■ Exercise
Which lines have the string "part"? Copy all of them from the entries below.

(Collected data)
########
PR #652, opened 2026-08-12
fix(ci): fork the devops-bench gke cluster module and reap orphaned eval infrastructure before provisioning

lapis2002:
# Pull Request

## Why This Change
`pull-kube-agents-smoke-test` gets aborted routinely — a PR merges, a run is superseded, someone cancels. Prow sends SIGKILL after the grace period, which skips the devops-bench harness's teardown and the job's `trap ... EXIT` alike. Every in-pod cleanup mechanism is best-effort by construction, so the GKE cluster and its node service account survive with no state file left to destroy them from.

The next run then fails its `tofu apply` on `409 Already Exists` before the evaluation starts, and stays broken until someone deletes the leftovers by hand. Because the job runs at `max_concurrency: 1` against a fixed cluster name, one abort blocks the smoke test for every subsequent PR.

## What Changed

**Files:**
- `bench/tf/modules/cluster/**` — forked from `kubernetes-sigs/devops-bench@4670d76`
- `bench/tf/prebuilt/gpu-stress-test/main.tf`
- `bench/tf/prebuilt/gpu-stress-test/variables.tf`
- `hack/ci-eval-pr.sh`

**Added/Changed/Fixed:**
- **Forked the `cluster` module into `bench/tf/modules/`.** The stacks previously sourced it over `git::` pinned at `4670d76`, which made it read-only for us. Resource labels and recovery behaviour cannot be expressed from the caller side, so the module had to be ours. Only the `gke` sub-module is forked; `kind` has no local changes and still points at the upstream `git::` URL rather than becoming a copy nobody maintains.
- **Added `terraform_data.reap_orphans`**, which deletes a leftover cluster and node service account before anything else is created. Both `google_container_cluster.primary` and `google_service_account.gke_nodes` now `depends_on` it. devops-bench hands each run a fresh scratch dir with empty state, so the resource is always created and the check always runs.
- **The reap strips the account's project IAM bindings before deleting the account.** Deleting the account first leaves each binding behind as an inert `deleted:serviceAccount:...?uid=` member; the recreated account gets a new uid, so its fresh bindings do not replace them and every aborted run would add five more. Roles are read back from the live policy rather than hardcoded, so they cannot drift from the `google_project_iam_member` resources, and the same lookup clears tombstones left by earlier runs.
- **Labelled the infrastructure.** The stack sets `managed-by`, `build-id`, and `pull-number` as provider `default_labels`, which the module inherits; the module additionally sets `managed-by` in `node_config.resource_labels`, since a node pool is not itself a labelable resource and its instances can outlive a deleted cluster. `hack/ci-eval-pr.sh` passes Prow's `BUILD_ID` and `PULL_NUMBER` through as `TF_VAR_*`, defaulting to `local`/`none` outside CI.

## Why This Matters
- One aborted run currently blocks the smoke test for every PR that follows, until someone intervenes manually. After this change an abort costs the next run time (a cluster delete) rather than blocking it.
- Leaked resources were previously indistinguishable from anything else in the project. The labels make them findable without knowing what the stacks create.
- Recovery happens at the start of the apply that needs it, not on a schedule. There is no janitor cronjob to own, no grace period to tune, and nothing that can delete resources a run is still using.

## Context
- Job config lives in `GoogleCloudPlatform/oss-test-infra`: `prow/prowjobs/gke-labs/kube-agents/kube-agents-presubmits.yaml`.
- **The reap is safe only at `max_concurrency: 1`**, where nothing else can own a cluster with this name. That assumption is load-bearing and is stated in a comment above the resource: allowing the job to run concurrently would make this delete a live run's cluster.

#### Manual
**Orphans were created deliberately, then observed being reaped.** 
- A `test-cluster` and a `gke-nodes-test-clus-9750e4@hangdng-gkedemos.iam.gserviceaccount.com` service account were created by hand before the run, so the reap had something real to find rather than matching a coincidence:
  - `module.cluster.module.gke[0].terraform_data.reap_orphans` appeared in the plan and ran first, ahead of the cluster and service account, confirming the `depends_on` edges.
  - It logged `reaping orphaned cluster test-cluster left by a previous run` and deleted it, then `reaping orphaned service account gke-nodes-test-clus-9750e4@…` and deleted that. 6m34s total.
  - The module then recreated the service account with the identical `account_id` 16 seconds later, with no collision against GCP's 30-day soft-delete tombstone. This was the specific failure mode the design risked, and it is the reason the test was run.
  - Cluster created in 11m10s, node pool in 2m43s, `guest_accelerator nvidia-l4` attached.
  - Teardown destroyed all 10 resources cleanly; the eval passed at 100% (OutcomeValidity [GEval] 1.00). No test artifacts left behind — the hand-made cluster and account were consumed by the reap, and everything the run created was destroyed.

**Labels verified on the live resources:**
- Cluster `effective_labels`: `build-id=local`, `pull-number=none`, `managed-by=kube-agents-bench`, plus Google's `goog-terraform-provisioned=true` — confirming `default_labels` reaches the module through provider inheritance.
- Cluster `resource_labels`: `managed-by=kube-agents-bench`.
- Node pool `node_config.resource_labels`: `managed-by=kube-agents-bench` alongside GKE's own

#### Prow Smoke Test
Prow presubmit `pull-kube-agents-smoke-test`, build [`2087552474192809984`](https://oss.gprow.dev/view/gs/kube-agents-prow/pr-logs/pull/gke-labs_kube-agents/652/pull-kube-agents-smoke-test/2087552474192809984) on PR #652. Build cluster `kube-agents-prow`; infrastructure created in `kube-agents-evals`, zone `us-west4-a`. Job result SUCCESS in 56m05s, evaluation `OutcomeValidity` 1.00.

**The reap fired against a real leak**
  `terraform_data.reap_orphans` completed in 36s having removed ten stale bindings: 
```
module.cluster.module.gke[0].terraform_data.reap_orphans (local-exec): removing stale binding roles/artifactregistry.reader for deleted:serviceAccount:gke-nodes-test-clus-9750e4@kube-agents-evals.iam.gserviceaccount.com?uid=105133120633823066254
module.cluster.module.gke[0].terraform_data.reap_orphans (local-exec): Updated IAM policy for project [kube-agents-evals].
module.cluster.module.gke[0].terraform_data.reap_orphans (local-exec): removing stale binding roles/artifactregistry.reader for deleted:serviceAccount:gke-nodes-test-clus-9750e4@kube-agents-evals.iam.gserviceaccount.com?uid=115247132972129865670
module.cluster.module.gke[0].terraform_data.reap_orphans (local-exec): Updated IAM policy for project [kube-agents-evals].
module.cluster.module.gke[0].terraform_data.reap_orphans (local-exec): removing stale binding roles/logging.logWriter for deleted:serviceAccount:gke-nodes-test-clus-9750e4@kube-agents-evals.iam.gserviceaccount.com?uid=105133120633823066254
module.cluster.module.gke[0].terraform_data.reap_orphans: Still creating... [10s elapsed]
module.cluster.module.gke[0].terraform_data.reap_orphans (local-exec): Updated IAM policy for project [kube-agents-evals].
module.cluster.module.gke[0].terraform_data.reap_orphans (local-exec): removing stale binding roles/logging.logWriter for deleted:serviceAccount:gke-nodes-test-clus-9750e4@kube-agents-evals.iam.gserviceaccount.com?uid=115247132972129865670
module.cluster.module.gke[0].terraform_data.reap_orphans (local-exec): Updated IAM policy for project [kube-agents-evals].
module.cluster.module.gke[0].terraform_data.reap_orphans (local-exec): removing stale binding roles/monitoring.metricWriter for deleted:serviceAccount:gke-nodes-test-clus-9750e4@kube-agents-evals.iam.gserviceaccount.com?uid=105133120633823066254
module.cluster.module.gke[0].terraform_data.reap_orphans (local-exec): Updated IAM policy for project [kube-agents-evals].
module.cluster.module.gke[0].terraform_data.reap_orphans (local-exec): removing stale binding roles/monitoring.metricWriter for deleted:serviceAccount:gke-nodes-test-clus-9750e4@kube-agents-evals.iam.gserviceaccount.com?uid=115247132972129865670
module.cluster.module.gke[0].terraform_data.reap_orphans (local-exec): Updated IAM policy for project [kube-agents-evals].
module.cluster.module.gke[0].terraform_data.reap_orphans (local-exec): removing stale binding roles/monitoring.viewer for deleted:serviceAccount:gke-nodes-test-clus-9750e4@kube-agents-evals.iam.gserviceaccount.com?uid=105133120633823066254
module.cluster.module.gke[0].terraform_data.reap_orphans (local-exec): Updated IAM policy for project [kube-agents-evals].
module.cluster.module.gke[0].terraform_data.reap_orphans (local-exec): removing stale binding roles/monitoring.viewer for deleted:serviceAccount:gke-nodes-test-clus-9750e4@kube-agents-evals.iam.gserviceaccount.com?uid=115247132972129865670
module.cluster.module.gke[0].terraform_data.reap_orphans: Still creating... [20s elapsed]
module.cluster.module.gke[0].terraform_data.reap_orphans (local-exec): Updated IAM policy for project [kube-agents-evals].
module.cluster.module.gke[0].terraform_data.reap_orphans (local-exec): removing stale binding roles/stackdriver.resourceMetadata.writer for deleted:serviceAccount:gke-nodes-test-clus-9750e4@kube-agents-evals.iam.gserviceaccount.com?uid=105133120633823066254
module.cluster.module.gke[0].terraform_data.reap_orphans: Still creating... [30s elapsed]
module.cluster.module.gke[0].terraform_data.reap_orphans (local-exec): Updated IAM policy for project [kube-agents-evals].
module.cluster.module.gke[0].terraform_data.reap_orphans (local-exec): removing stale binding roles/stackdriver.resourceMetadata.writer for deleted:serviceAccount:gke-nodes-test-clus-9750e4@kube-agents-evals.iam.gserviceaccount.com?uid=115247132972129865670
module.cluster.module.gke[0].terraform_data.reap_orphans (local-exec): Updated IAM policy for project [kube-agents-evals].
module.cluster.module.gke[0].terraform_data.reap_orphans: Creation complete after 36s [id=3db57514-4bce-b2c4-89fe-fcc5ff44b470]
```
Five roles across **two distinct uids**, two separate aborted runs had each left a full set of tombstones behind in the shared CI project. Neither `reaping orphaned cluster` nor `reaping orphaned service account` appeared, so there was no live resource to delete; only the dead bindings the old code left behind remained. That is exactly the failure mode this change targets, observed in production rather than manufactured.

  **Labels verified at the API** 
On `google_container_cluster.primary`:
```

  resource_labels  = { "managed-by" = "kube-agents-bench" }
  effective_labels = { "build-id"                   = "2087552474192809984"
                       "goog-terraform-provisioned" = "true"
                       "managed-by"                 = "kube-agents-bench"
                       "pull-number"                = "652" }
```
  and on the node pool's `node_config`, `resource_labels = { "managed-by" =
  "kube-agents-bench" }`, merged by GKE with its own `goog-gke-accelerator-type =
  nvidia-l4` and `goog-gke-node-pool-provisioning-model = on-demand`.

  `build-id` matches the Prow build ID exactly and `pull-number` matches the PR, so
  the `TF_VAR_prow_build_id` / `TF_VAR_prow_pull_number` exports in
  `hack/ci-eval-pr.sh` reach the provider's `default_labels` end to end. The teardown
  plan later shows the same labels being *read back off the live resources* before
  destroying them — proof they were applied to GCP rather than only planned.

---

#### Risk and rollout
Contained to bench/ evaluation infrastructure and the CI eval script; no operator, chart, or agent behaviour changes. The one real risk is the max_concurrency: 1 assumption — if that is ever relaxed on the Prow job, this reap would delete a concurrent run's cluster; adding a build-id guard would lift the constraint if concurrency is ever wanted. Reverts cleanly, since each run provisions from an empty state file and the fork leaves nothing behind.

### DIFF
--- a/bench/tf/modules/cluster/gke/main.tf
+++ b/bench/tf/modules/cluster/gke/main.tf
@@ -1,0 +1,279 @@
+# Copyright 2026 The Kubernetes Authors.
+#
+# Licensed under the Apache License, Version 2.0 (the "License");
+# you may not use this file except in compliance with the License.
+# You may obtain a copy of the License at
+#
+#     http://www.apache.org/licenses/LICENSE-2.0
+#
+# Unless required by applicable law or agreed to in writing, software
+# distributed under the License is distributed on an "AS IS" BASIS,
+# WITHOUT WARRANTIES OR CONDITIONS OF ANY KIND, either express or implied.
+# See the License for the specific language governing permissions and
+# limitations under the License.
+
+terraform {
+  required_providers {
+    google = {
+      source  = "hashicorp/google"
+      version = ">= 5.0.0"
+    }
+  }
+}
+
+# account_id is capped at 30 chars, so we can't fit a long cluster name. Truncating
+# the name alone is unsafe: names that share a prefix but differ only in a suffix past
+# the cutoff (e.g. "<base>-east" vs "<base>-west" when <base> is long) would collapse to
+# the same account_id and collide. Append a short hash of the *full* cluster name so the
+# id stays unique per cluster regardless of where the readable part is truncated.
+locals {
+  # A GCP IAM account_id must be lowercase letters, digits, and hyphens. Lowercase
+  # the cluster name and collapse any other characters (uppercase, underscores,
+  # dots) into hyphens before slicing so the readable part is always valid. The
+  # md5 hash below is over the *original* name, so distinct names still differ.
+  gke_nodes_name_slug = trim(substr(replace(lower(var.cluster_name), "/[^a-z0-9]+/", "-"), 0, 9), "-")
+
+  # Named once so the account and the reap below cannot disagree about what to
+  # look for.
+  gke_nodes_account_id = "gke-nodes-${local.gke_nodes_name_slug}-${substr(md5(var.cluster_name), 0, 6)}"
+}
+
+# kube-agents fork: a run killed before its teardown leaves this module's
+# resources behind with no state file to destroy them from, and the next apply
+# then dies on "409 Already Exists" before the evaluation can start. Reap them
+# first, so an aborted run costs the next one time rather than blocking it.
+#
+# This is safe only because the smoke test runs at max_concurrency 1: nothing
+# else can own a cluster with this name. That assumption is load-bearing -- if
+# the job is ever allowed to run concurrently, this deletes a live run's cluster.
+#
+# devops-bench hands each run a fresh scratch dir with empty state, so this is
+# created every time and the reap always runs.
+resource "terraform_data" "reap_orphans" {
+  triggers_replace = [var.cluster_name, var.location, var.project_id]
+
+  provisioner "local-exec" {
+    interpreter = ["/bin/bash", "-c"]
+    command     = <<-EOT
+      set -euo pipefail
+
+      # The cluster goes first: its nodes authenticate as the service account
+      # below, so deleting that account first would strand them.
+      if gcloud container clusters describe "${var.cluster_name}" \
+           --location "${var.location}" --project "${var.project_id}" >/dev/null 2>&1; then
+        echo "reaping orphaned cluster ${var.cluster_name} left by a previous run"
+        gcloud container clusters delete "${var.cluster_name}" \
+          --location "${var.location}" --project "${var.project_id}" --quiet
+      fi
+
+      sa="${local.gke_nodes_account_id}@${var.project_id}.iam.gserviceaccount.com"
+
+      # Strip the account's project bindings before deleting the account itself.
+      # Deleting it first leaves each binding behind as an inert
+      # "deleted:serviceAccount:<email>?uid=..." member that nothing later
+      # removes, and the recreated account gets a new uid, so its fresh bindings
+      # are separate entries -- every aborted run would add five more.
+      #
+      # The filter matches the tombstones as well as the live member, so this
+      # also clears whatever earlier reaps left behind. It runs outside the
+      # existence check below because those tombstones outlive the account.
+      #
+      # Roles are read back from the live policy rather than listed here, so
+      # this cannot drift from the google_project_iam_member resources above.
+      # Filtering on this account's email also keeps it away from
+      # agent_container_admin, which binds a long-lived external account.
+      while read -r role member; do
+        [[ -n "$role" && -n "$member" ]] || continue
+        echo "removing stale binding $role for $member"
+        gcloud projects remove-iam-policy-binding "${var.project_id}" \
+          --member "$member" --role "$role" --condition=None --quiet >/dev/null || true
+      done < <(gcloud projects get-iam-policy "${var.project_id}" \
+                 --flatten="bindings[].members" \
+                 --filter="bindings.members:$sa" \
+                 --format="value(bindings.role,bindings.members)")
+
+      if gcloud iam service-accounts describe "$sa" --project "${var.project_id}" >/dev/null 2>&1; then
+        echo "reaping orphaned service account $sa"
+        gcloud iam service-accounts delete "$sa" --project "${var.project_id}" --quiet
+      fi
+    EOT
+  }
+}
+
+resource "google_service_account" "gke_nodes" {
+  account_id   = local.gke_nodes_account_id
+  display_name = "GKE Node Service Account for ${var.cluster_name}"
+
+  depends_on = [terraform_data.reap_orphans]
+}
+
+resource "google_project_iam_member" "gke_nodes_log_writer" {
+  project = var.project_id
+  role    = "roles/logging.logWriter"
+  member  = "serviceAccount:${google_service_account.gke_nodes.email}"
+}
+
+resource "google_project_iam_member" "gke_nodes_metric_writer" {
+  project = var.project_id
+  role    = "roles/monitoring.metricWriter"
+  member  = "serviceAccount:${google_service_account.gke_nodes.email}"
+}
+
+resource "google_project_iam_member" "gke_nodes_monitoring_viewer" {
+  project = var.project_id
+  role    = "roles/monitoring.viewer"
+  member  = "serviceAccount:${google_service_account.gke_nodes.email}"
+}
+
+resource "google_project_iam_member" "gke_nodes_metadata_writer" {
+  project = var.project_id
+  role    = "roles/stackdriver.resourceMetadata.writer"
+  member  = "serviceAccount:${google_service_account.gke_nodes.email}"
+}
+
+resource "google_project_iam_member" "gke_nodes_artifact_registry_reader" {
+  project = var.project_id
+  role    = "roles/artifactregistry.reader"
+  member  = "serviceAccount:${google_service_account.gke_nodes.email}"
+}
+
+resource "google_project_iam_member" "agent_container_admin" {
+  count   = var.agent_service_account != "" ? 1 : 0
+  project = var.project_id
+  role    = "roles/container.admin"
+  member  = "serviceAccount:${var.agent_service_account}"
+}
+
+resource "google_compute_firewall" "allow_iap_ssh" {
+  count   = var.enable_iap_ssh ? 1 : 0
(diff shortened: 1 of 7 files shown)


jayantid (commented):
LGTM, please also get a review from Eugene

bench/tf/modules/cluster/gke/main.tf
```diff
@@ -0,0 +1,279 @@
...
+        [[ -n "$role" && -n "$member" ]] || continue
+        echo "removing stale binding $role for $member"
+        gcloud projects remove-iam-policy-binding "${var.project_id}" \
+          --member "$member" --role "$role" --condition=None --quiet >/dev/null || true
+      done < <(gcloud projects get-iam-policy "${var.project_id}" \
+                 --flatten="bindings[].members" \
+                 --filter="bindings.members:$sa" \
+                 --format="value(bindings.role,bindings.members)")
+
+      if gcloud iam service-accounts describe "$sa" --project "${var.project_id}" >/dev/null 2>&1; then
```
eugeneng04, line 116: `done < <(gcloud ...)` puts the lookup in a process substitution, which `set -e` on line 58 does not cover so we never checks that command's exit code. If `get-iam-policy` fails, the loop reads zero rows, line 86 treats that as "no bindings", and the delete at line 97 runs with all five bindings still attached. Those become deleted:`…?uid=` entries that nothing can remove

Fix: policy=$(gcloud …) then done <<< "$policy"

bench/tf/modules/cluster/gke/main.tf
```diff
@@ -0,0 +1,279 @@
...
+# resources behind with no state file to destroy them from, and the next apply
+# then dies on "409 Already Exists" before the evaluation can start. Reap them
+# first, so an aborted run costs the next one time rather than blocking it.
+#
+# This is safe only because the smoke test runs at max_concurrency 1: nothing
+# else can own a cluster with this name. That assumption is load-bearing -- if
+# the job is ever allowed to run concurrently, this deletes a live run's cluster.
+#
+# devops-bench hands each run a fresh scratch dir with empty state, so this is
+# created every time and the reap always runs.
```
eugeneng04: The claim on 50–51 doesn't hold as written. devops-bench doesn't hand each run empty state `TFDeployer._state_flags()` only redirects state when `TF_DATA_DIR` is set, which is `BENCH_PARALLEL` only, and `hack/ci-eval-pr.sh:29` sets that to false.

bench/tf/modules/cluster/gke/main.tf
```diff
@@ -0,0 +1,279 @@
...
+      #
+      # Roles are read back from the live policy rather than listed here, so
+      # this cannot drift from the google_project_iam_member resources above.
+      # Filtering on this account's email also keeps it away from
+      # agent_container_admin, which binds a long-lived external account.
+      while read -r role member; do
+        [[ -n "$role" && -n "$member" ]] || continue
+        echo "removing stale binding $role for $member"
+        gcloud projects remove-iam-policy-binding "${var.project_id}" \
+          --member "$member" --role "$role" --condition=None --quiet >/dev/null || true
```
eugeneng04: echo prints before the attempt, stdout goes to /dev/null, `|| true` drops the exit code. A cleanup where every removal failed produces output identical to one where all succeeded.

eugeneng04 (changes requested):

bench/tf/modules/cluster/gke/main.tf
lapis2002: updated to `done <<< "$policy"`

bench/tf/modules/cluster/gke/main.tf
lapis2002: updated the comment.

bench/tf/modules/cluster/gke/main.tf
lapis2002: fixed. The echo now runs after the attempt and says which way it went, and the if takes the exit code instead of `|| true`.

jayantid (approved):
Approving since this is time sensitive fix, feel free to add followup comments Eugene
########
■ Solved exercise
+# id stays unique per cluster regardless of where the readable part is truncated.
+  # dots) into hyphens before slicing so the readable part is always valid. The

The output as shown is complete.